ISIS crisis brings West’s arrogance home

By Neville de Silva Source:Global Times Published: 2014-6-30 23:28:48

Illustration: Liu Rui/GT

Iraq is burning, literally and metaphorically. But this conflagration did not start yesterday. The fuses that lit the fires of violence, hate and sectarianism engulfing that country were started by those who are now trying desperately to disown responsibility for past actions that are today threatening to tear Iraq apart.

Those in the dock are the major Western powers - the transatlantic duo of the US and the UK in particular - that illegally invaded Iraq, supposedly in search of "Weapons of Mass Destruction" which were never found.

That was in 2003. But the same Western meddling and perfidy that carved up the region almost 100 years ago in the aftermath of WWI laid the foundations for what is happening today.

A secret Anglo-French agreement was struck between Sir Mark Sykes and Francois Georges Picot to truncate the Middle East after the war. It was so confidential that even the US was unaware of it.

But in order to achieve these imperial ambitions, Britain under David Lloyd George reneged on full independence for the Arabs promised to Sharif Hussein, the Emir of Mecca, for launching an Arab revolt against the Ottoman empire in support of the British.

Correspondence of the time, especially the Sir Henry McMahon-Sharif Hussein letters and subsequent correspondence, made enlightening reading. 

From the Sykes-Picot secret deal was born Iraq, Lebanon and Syria as we know them today, to be followed by Jordan, Saudi Arabia and Israel. What is interesting is that the boundaries dividing most of these modern states are virtual straight lines as the two Western powers picked up the spoils and are not much different to the way in which they drew up frontiers on the African continent.

Why does the secret Anglo-French agreement of almost 100 years ago, and the dumping of the promise for Arab independence, matter today?

Sharif Hussein and other prominent Arabs of the time looked forward to an independent Arab homeland spreading across Greater Syria. British duplicity ended that dream.

The Islamic State in Iraq and Syria (ISIS) is using the duplicity inherent in the Sykes-Picot as a clarion call. Its goal of a large Sunni sectarian state, which goes beyond the borders of modern Iraq, is surely an attempt to reverse the perceived betrayal by Britain of the Arabs in the early decades of the last century.

The capture of Mosul, Iraq's second largest city and a prize over which the Anglo-French allies tussled for control because of gas reserves, marks a major victory in the march to an enlarged Arab state. Chief among them is former British prime minister Tony Blair. He tried to absolve himself during a talk show in London the other day, saying the 2003 invasion is not to blame for the shambolic state of Iraq today.

Other supporters in the Blair government, such as then deputy prime minister John Prescott, chancellor of the exchequer Gordon Brown who later succeeded Blair, and foreign secretary David Miliband, are now distancing themselves from these catastrophic events.
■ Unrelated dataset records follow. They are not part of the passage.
PR #642, opened 2015-05-05
WIP - NF parallel framework

MrBago:
Starting a PR in case we want to discuss any of this stuff.

### DIFF
--- a/dipy/parallel/config.py
+++ b/dipy/parallel/config.py
@@ -1,14 +1,27 @@
 from multiprocessing import cpu_count
 from contextlib import contextmanager
+import multiprocessing
 
 _dipy_num_cpu = 1
+manager = None
 
 def activate_multithreading(num_cpu=None):
     global _dipy_num_cpu
+    global manager
     if num_cpu is None:
         _dipy_num_cpu = cpu_count()
-    elif num_cpu > 0:
+    elif num_cpu <= 0:
+        raise ValueError("num_cpu must be positive.")
+    else:
         _dipy_num_cpu = num_cpu
+
+    if manager is not None:
+        # manager.shut_down()
+        raise NotImplemented()
+    if _dipy_num_cpu > 1:
+        manager = PoolMananger(_dipy_num_cpu)
+    else:
+        manager = None
 
 def deactivate_multithreading():
     global _dipy_num_cpu
@@ -18,6 +31,31 @@ def deactivate_multithreading():
 def multithreading_on(num_cpu=None):
     previous_state = _dipy_num_cpu
     activate_multithreading(num_cpu)
-    yield
-    activate_multithreading(previous_state)
+    try:
+        yield
+    finally:
+        activate_multithreading(previous_state)
 
+class PoolMananger(object):
+
+    active = False
+
+    def __init__(self, n_cpu):
+        self.n_cpu = n_cpu
+        self.pool = multiprocessing.Pool(n_cpu)
+        self.active = True
+
+    def shut_down(self):
+        if self.active:
+            self.pool.close()
+            self.pool.join()
+            self.active = False
+            self.pool = None
+
+def cleanup():
+    if manager is not None:
+        manager.shut_down()
+    print("dipy-parallel-cleanup done")
+
+import atexit
+atexit.register(cleanup)
--- a/dipy/parallel/config.py
+++ b/dipy/parallel/config.py
@@ -16,10 +16,8 @@ def deactivate_multithreading():
 
 @contextmanager
 def multithreading_on(num_cpu=None):
-    print '{} in'.format(num_cpu)
     previous_state = _dipy_num_cpu
     activate_multithreading(num_cpu)
     yield
     activate_multithreading(previous_state)
-    print '{} out'.format(_dipy_num_cpu)
 
--- a/dipy/parallel/config.py
+++ b/dipy/parallel/config.py
@@ -1,0 +1,25 @@
+from multiprocessing import cpu_count
+from contextlib import contextmanager
+
+_dipy_num_cpu = 1
+
+def active_multithreading(num_cpu=None):
+    global _dipy_num_cpu
+    if num_cpu is None:
+        _dipy_num_cpu = cpu_count()
+    elif num_cpu > 0:
+        _dipy_num_cpu = num_cpu
+
+def deactive_multithreading():
+    global _dipy_num_cpu
+    _dipy_num_cpu = 1
+
+@contextmanager
+def multitheading_on(num_cpu=None):
+    print '{} in'.format(num_cpu)
+    previous_state = _dipy_num_cpu
+    active_multithreading(num_cpu)
+    yield
+    active_multithreading(previous_state)
+    print '{} out'.format(_dipy_num_cpu)
+
--- a/dipy/parallel/config.py
+++ b/dipy/parallel/config.py
@@ -3,23 +3,23 @@ from contextlib import contextmanager
 
 _dipy_num_cpu = 1
 
-def active_multithreading(num_cpu=None):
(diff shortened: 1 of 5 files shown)


arokem:
I noticed a few typos, so I will start with that

dipy/parallel/main.py
```diff
@@ -0,0 +1,141 @@
...
+
+import dipy.parallel.config
+
+
+def update_outputs(index, result, outputs):
+    for key, array in outputs.items():
+        array[index] = result[key]
+
+
+class MultiVoxelFuntion(object):
```
arokem: => "Function"

dipy/parallel/main.py
```diff
@@ -0,0 +1,141 @@
...
+            vox = data[ijk]
+            result = self._main(vox, *args, **kwargs)
+            update_outputs(ijk, result, outputs)
+        return outputs
+
+    def __call__(self, data, mask, *args, **kwargs):
+        self._serial(self, data, mask, *args, **kwargs)
+
+
+class UpdateCallback(MultiVoxelFuntion):
```
arokem: Dsmr hrtr

dipy/parallel/main.py
```diff
@@ -0,0 +1,141 @@
...
+
+def _array_split_points(mask, num_chunks):
+    # TODO split input based on mask values so each thread gets about the same
+    # number of voxels where mask is True.
+    chunk_size = mask.size / num_chunks
+    split_points = np.arange(1, num_chunks + 1) * chunk_size
+    return np.round(split_points).astype(int)
+
+
+def call_remotly(parallel_function, *args, **kwargs):
```
arokem: => "remotely"

dipy/parallel/main.py
```diff
@@ -0,0 +1,141 @@
...
+    return parallel_function._serial(*args, **kwargs)
+
+
+class ParallelFunction(MultiVoxelFuntion):
```
arokem: => Function

dipy/parallel/tests/test_main.py
```diff
@@ -0,0 +1,75 @@
...
+    npt.assert_array_almost_equal(a["max"], max)
+    npt.assert_array_almost_equal(a["argmax"], argmax)
+
+    for key in a.keys():
+        npt.assert_array_equal(a[key], b[key])
+
+    b = maxcumsum(data, mask, weights, return_cumsum=False)
+    assert("cumsum" not in b)
+
+class BrokenFucntion(ParallelFunction):
```
arokem: => BrokenFunction

dipy/parallel/tests/test_main.py
```diff
@@ -0,0 +1,75 @@
...
+
+    def _default_values(self, data, mask):
+        return {"out":np.zeros(data.shape[-1], float)}
+
+    def _main(self, data):
+        raise ValueError
+brokenfucntion = BrokenFucntion()
```
arokem: Same here

dipy/parallel/config.py
```diff
@@ -0,0 +1,25 @@
+from multiprocessing import cpu_count
+from contextlib import contextmanager
+
+_dipy_num_cpu = 1
+
+def active_multithreading(num_cpu=None):
```
MarcCote: It think it should be "activate" instead of "active".

dipy/parallel/config.py
```diff
@@ -0,0 +1,25 @@
...
+    global _dipy_num_cpu
+    if num_cpu is None:
+        _dipy_num_cpu = cpu_count()
+    elif num_cpu > 0:
+        _dipy_num_cpu = num_cpu
+
+def deactive_multithreading():
```
MarcCote: It think it should be "deactivate" instead of "deactive".

dipy/parallel/config.py
```diff
@@ -0,0 +1,25 @@
...
+    global _dipy_num_cpu
+    _dipy_num_cpu = 1
+
+@contextmanager
+def multitheading_on(num_cpu=None):
```
MarcCote: "multitheading" => "multithreading"

dipy/parallel/main.py
```diff
@@ -0,0 +1,141 @@
...
+
+def update_outputs(index, result, outputs):
+    for key, array in outputs.items():
+        array[index] = result[key]
+
+
+class MultiVoxelFuntion(object):
+    """A function that can be applied to every voxel of a dMRI data set.
+
+    Subclass MultiVoxelFuntion and define the _main and _default_Values methods
```
MarcCote: _default_Values => _default_values

MrBago:
I made `multi_voxel_fit` use the parallel framework, I'm still working on some of the other things we talked about but wanted to share this part for you all to look over.

@gabknight I realized that making a `peaks_from_fit` using the framework might be a little tricky because the framework expects arrays as inputs. I haven't actually looked at it closely so I'm not sure how much of an issue it is. I'm happy to talk over potential changes if it is an issue.

Garyfallidis:
Ping!  Any progress with this? Should I start having a look or wait a bit more?

Garyfallidis:
Also @MrBago I haven't heard back from you about the tracking API updates and paper. Neither about the odf_deconv with Cholesky. I would appreciate some updates. But hey I know you are busy with PhD thesis. Just give us a quick summary when you can.

sahmed95:
@arokem @Garyfallidis Hi, I pulled this branch and profiled the DSI fitting on my laptop (2 cores) and here are the results : 

On master, without multiprocessing : 10 loops, best of 3: 65.8 ms per loop
Using multiprocessing :                      10 loops, best of 3: 33.4 ms per loop

@MrBago has already implemented this in [multi_voxel_fit](0513c9d) such that any fitting which uses the multi_voxel decorator (such as DSI) will use the multiprocessing framework. I have a slightly better idea about this now and can discuss further.

So where do we go from here ? And what are the issues to address.

Some thoughts : 
1. Get more modules to use multi_voxel. (Currently the following modules use it - csedeconv, dsi, gqi, mapmri, shore). I don't know which other models are suited for voxel by voxel fitting.
2. Find an efficient way to split chunks of voxels based on mask. 
3. Implement a switch for turning multiprocessing 'on' or 'off'.

sahmed95:
Used the taiwan_ntu_dsi dataset
```
from dipy.data import fetch_taiwan_ntu_dsi, read_taiwan_ntu_dsi, get_sphere
from dipy.reconst.dsi import DiffusionSpectrumModel

img, gtab = read_taiwan_ntu_dsi()

data = img.get_data()
dsmodel = DiffusionSpectrumModel(gtab)
dataslice = data[:, :, data.shape[2] / 2]

%%timeit
dsfit = dsmodel.fit(dataslice)
```

Garyfallidis:
Hi @sahmed95 these are all good points. Do you have a new PR to look into? Do look into how chunks are used for DTI fitting. You may get some ideas there about how to use the mask. Are you thinking about using this technique for IVIM too? Or this will be paralleled like DTI?
See here https://github.com/nipy/dipy/blob/master/dipy/reconst/dti.py#L1195

Garyfallidis:
I suggest first make a PR with a current parallelization that you have. And then look into using the mask to improve performance even further. Start first with the things that can obviously use the parallel multivoxel fit and then try to see if also other models e.g. dti can work in the same way. There we use the chunk size but is that the best way? Should we use chunks here too? Let me know what you think about that.

Also we need to make sure that we can save the results after the parallel fit and create a peaks_from_fit function. But hey one step at the time.

sahmed95:
@Garyfallidis I opened a new PR https://github.com/nipy/dipy/pull/1135

Garyfallidis:
I believe this PR needs to close in favor of #1135.

skoudoro:
closing in favor of #1418

PR #648, opened 2015-05-13
Improve check of collinearity in vec2vec_rotmat

oesteban:
- [x] More strict check of collinearity of vectors.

David Cameron's Conservative Party voted for British intervention, which ignored the million or more anti-war protestors who marched in London, in one of the biggest demonstrations I have seen in Britain.

Now the UK's biggest foreign policy mistake since the 1950s Suez crisis is beginning to show dangerous signs of coming home to roost.
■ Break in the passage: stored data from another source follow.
PR #651, opened 2015-05-17
Added estimate_sigma bias correction + update example

samuelstjean:
So I added the correction factor for computing the std of magnitude images. Since they do not include any negative value, the variance is lower and the mean is shifted as compared ot a gaussian distribution. This factor corrects that fact and returns a closer estimate of the variance.
I also updated the example to show this fact and changed it to show a slice of diffusion instea,d since b0 images are always relatively clean.

Since estimate_sigma is the same as computing the variance over the background, the correction factor needs an estimate of the local magnitude SNR, but it is zero in that specific case. Hence, the value can be precomputed without using hyp1f1. Next step is to have it on a voxelwise basis with said hyp1f1 function in need of love over here : https://github.com/nipy/dipy/issues/650

### DIFF
--- a/dipy/denoise/noise_estimate.py
+++ b/dipy/denoise/noise_estimate.py
@@ -275,8 +275,8 @@ def estimate_sigma(arr, disable_background_masking=False, N=1):
     This function is the same as manually taking the standard deviation of the
     background and gives one value for the whole 3D array.
     It also includes the coil-dependent correction factor of Koay 2006
-    (see [1], equation 18) with theta = 0.
-    Since this function was introduced in [2] for T1 imaging,
+    (see [1]_, equation 18) with theta = 0.
+    Since this function was introduced in [2]_ for T1 imaging,
     it is expected to perform ok on diffusion MRI data, but might oversmooth
     some regions and leave others un-denoised for spatially varying noise profiles.
     Consider using :func:`piesno` to estimate sigma instead if visual inacuracies
@@ -284,11 +284,11 @@ def estimate_sigma(arr, disable_background_masking=False, N=1):
 
     Reference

The US triumphantly announced "Mission Accomplished" when coalition forces occupied Iraq. Blair gloated over the return of freedom and security to the Iraqi people.
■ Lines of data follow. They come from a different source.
Issue #611, opened 2015-03-20
OSX test fail 'we check the default value of lambda ...'


matthew-brett:
Anyone recognize this one?

```
======================================================================
FAIL: We check that the default value of lambda is the expected value with
----------------------------------------------------------------------
Traceback (most recent call last):
  File "/Users/travis/build/MacPython/dipy-wheels/venv/lib/python2.7/site-packages/nose/case.py", line 197, in runTest
    self.test(*self.arg)
  File "/Users/travis/build/MacPython/dipy-wheels/venv/lib/python2.7/site-packages/dipy/reconst/tests/test_csdeconv.py", line 454, in test_default_lambda_csdmodel
    npt.assert_array_almost_equal(model_full.B_reg, expected * B_reg)
  File "/Users/travis/build/MacPython/dipy-wheels/venv/lib/python2.7/site-packages/numpy/testing/utils.py", line 800, in assert_array_almost_equal
    header=('Arrays are not almost equal to %d decimals' % decimal))
  File "/Users/travis/build/MacPython/dipy-wheels/venv/lib/python2.7/site-packages/numpy/testing/utils.py", line 636, in assert_array_compare
    raise AssertionError(msg)
AssertionError: 
Arrays are not almost equal to 6 decimals
(mismatch 23.9533456108%)
 x: array([[  2.32929569e+01,   0.00000000e+00,  -0.00000000e+00, ...,
          0.00000000e+00,   0.00000000e+00,   0.00000000e+00],
       [  2.32929569e+01,  -1.22849454e+00,  -5.02810375e+00, ...,...
 y: array([[  2.32929581e+01,   0.00000000e+00,  -0.00000000e+00, ...,
          0.00000000e+00,   0.00000000e+00,   0.00000000e+00],
       [  2.32929581e+01,  -1.22849461e+00,  -5.02810401e+00, ...,...
```

https://travis-ci.org/MacPython/dipy-wheels/jobs/55117917#L1270

arokem:
Interesting. I see this on python 3.4, but not 2.7, on my (mac) laptop.
Seems to go away with increased precision (#612), but maybe this is the
canary in the coal-mine?

This is not our nipy/dipy travis configuration, right? How/where are you
running this?

arokem:
This one was resolved in https://github.com/nipy/dipy/pull/612

PR #652, opened 2015-05-19
MAINT: work around scipy bug in sph_harm

argriffing:
related bugs/issues/PRs:
https://github.com/scipy/scipy/issues/4887
https://github.com/scipy/scipy/issues/4895
https://github.com/nipy/dipy/issues/611
https://github.com/nipy/dipy/pull/612

### DIFF
--- a/dipy/reconst/shm.py
+++ b/dipy/reconst/shm.py
@@ -118,7 +118,7 @@ def sh_to_rh(r_sh, m, n):
     mask = m == 0
     # The delta function at theta = phi = 0 is known to have zero coefficients
     # where m != 0, therefore we need only compute the coefficients at m=0.
-    dirac_sh = gen_dirac(0, n[mask], 0, 0)
+    dirac_sh = gen_dirac(0, n[mask], 0, 0.)
     r_rh = r_sh[mask] / dirac_sh
     return r_rh
 


argriffing:
I don't think the dipy travis config uses a new enough scipy to test this change.

arokem:
I think you are correct. Let me try this out on my laptop.

arokem:
I can confirm that this works on scipy 0.15 on my laptop, killing #611 and obviating #612.

arokem:
Another option is to wait until this is fixed upstream in scipy, and keep using our implementation until that time (which is what #612 now implements). Any thoughts from anyone else?

arokem:
Also: thanks so much for taking a look!

pv:
This is probably a numpy bug in ufunc dtype selection (which is choosing float32 instead of float64), so the upstream scipy fix will also be a workaround (and you will have to wait for it for a moderately long time as your users would need to use a new enough Scipy version). The problem is fairly restricted --- it occurs only in the special case when all arguments are integers, at least one of the first two are arrays, *and* both of the angle arguments are integer scalars.

arokem:
Thanks for clarifying. I still think that we can wait. We do have a fully
functioning solution in our code. This particular PR seems to solve the
problem for only a small subset of the potential failure modes of this
function (only when used through `sh_to_rh`). I prefer the solution we have
on #612, and waiting.

Anyone else but me have any opinions on this?

argriffing:
> This particular PR seems to solve the problem for only a small subset of the potential failure modes of this function (only when used through `sh_to_rh`)

Sorry this PR was a bit tongue-in-cheek.  If you never want low-precision output from `sph_harm` then I think you could change
`return sph_harm(m, n, theta, phi)`
to
`return sph_harm(m, n, theta, phi, dtype=complex)`
at
https://github.com/nipy/dipy/blob/maint/0.9.x/dipy/reconst/shm.py#L189

arokem:
Oh - you shouldn't mess with me that way. I'm way too slow to get that kind
of humor. And awfully gullible, when it comes to PRs.

Thanks for the new suggestion. This one was serious, right?

Now implemented in #612.

argriffing:
@pv Do you have a suggestion for the best practice for working around this bug in packages downstream from numpy/scipy?  I think the method in this PR would work for `dipy`, and that the less ad-hoc workaround of adding `dtype=complex` in the `dipy` wrapper of `sph_harm` would also work (assuming that they never want `complex64` output under any circumstance).  Do you agree that the second of these two choices would be more appropriate?  Is there an even better workaround?

Garyfallidis:
Ping! How is this PR going on? Still a work in progress?

arokem:
Hi! This one is probably superseded by #612. Closing this one for now.

PR #657, opened 2015-05-26
Fix compilation error caused by inline functions 

omarocegueda:
If inline functions are just declared in the pxd, cython attempts to declare inline pointers to them, which is invalid since variables cannot be declared inline. According to this:
http://docs.cython.org/src/tutorial/pxd_files.html
inline functions should be defined, not just declared in the pxd.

A few months afterward, I was at a BBC Trust conference where much was said about press freedom now in "liberated" Iraq.

I spoke to several of those journalists. Yes, they said, there was more freedom to write. But to exercise that freedom they needed to leave their homes. That was extremely dangerous given the prevailing violence on the streets. Their message? Freedom without security.

Now fear of jihadist violence in the streets of London is beginning to worry British leaders, as an estimated 400 or more British-born fighters are said to have joined ISIS in battle, mainly in Syria.

Cameron warned in parliament recently that those fighting in Iraq and Syria are planning attacks on British soil. The neocolonial adventurism of a decade ago is beginning to haunt Britain.